Diagnosis of COVID-19 with enhanced real-time mass spectrometry breath analysis

Abstract

Introduction: Although rapid screening for and diagnosis of COVID-19 are still urgently needed, standard testing methods are long and costly. Real-time mass spectrometry (MS) breath analysis is a non-invasive, point-of-care technique based on the detection of volatile organic compounds which can be a tool of interest.
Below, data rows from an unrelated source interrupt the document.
PR #1152, opened 2026-05-19
fix(hack): report broken symlinks before exiting

### LINKED ISSUE #1106: hack/lint-broken-symlinks silently exits 1 without reporting which symlinks are broken
## What happens

When `hack/lint-broken-symlinks` finds a broken tracked symlink, it aborts
before emitting the `Broken symlinks found:` report. The pre-commit run
shows only:

```
lint broken symlinks.....................................................Failed
- hook id: lint-broken-symlinks
- exit code: 1

INFO: Checking for broken symlinks...
```

…and nothing else. There is no list of which symlink is broken, which target
is missing, or how many were found. This makes the failure essentially
undebuggable from the GitHub Actions log alone.

Observed in code agent run [26055200739](https://github.com/fullsend-ai/.fullsend/actions/runs/26055200739)
working on issue [#1103](https://github.com/fullsend-ai/fullsend/issues/1103).
The "Run code agent" step ends with `BLOCKED — pre-commit hooks failed on
agent's changes`, but the only failing hook is `lint-broken-symlinks` and it
produces no actionable output.

## What should happen

The hook should always print which symlink(s) are broken before exiting
non-zero, even if it encounters an unexpected condition mid-scan (e.g. a
path tracked as mode 120000 in git that is not actually a symlink on disk).

## Context

- **Root cause:** `hack/lint-broken-symlinks` uses `set -euo pipefail` and a
  `while read` loop that calls `readlink "$symlink"` unconditionally on each
  path with git mode `120000`. If any iterated path is not a symlink on disk
  (or the `git ls-files -s | awk` process substitution fails), `set -e`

Aims and objectives: To determine whether artificial-intelligence-enhanced real-time MS breath analysis is a reliable, safe, rapid means of screening ambulatory patients for COVID-19. Methods: In two prospective, open, interventional studies in a single university hospital, we used real-time, proton transfer reaction time-of-flight MS to perform a metabolomic analysis of exhaled breath from adults requiring screening for COVID-19. Artificial intelligence and machine learning techniques were used to build mathematical models based on breath analysis data either alone or combined with patient metadata. Results: We obtained breath samples from 173 participants, of whom 67 had proven COVID-19. After processing breath analysis data and further enhancing the machine learning model by adding patient metadata, our method was able to differentiate between COVID-19-positive and -negative participants (sensitivity: 98%, specificity: 74%, negative predictive value: 98%, positive predictive value: 72%, area under the ROC curve: 0.961). The predictive performance was similar for asymptomatic, weakly symptomatic and symptomatic participants and was not biased by the COVID-19 vaccination status. Conclusions: Real-time, non-invasive, artificial-intelligence-enhanced mass spectrometry breath analysis might be a reliable, safe, rapid, cost-effective, high-throughput method for COVID-19 screening.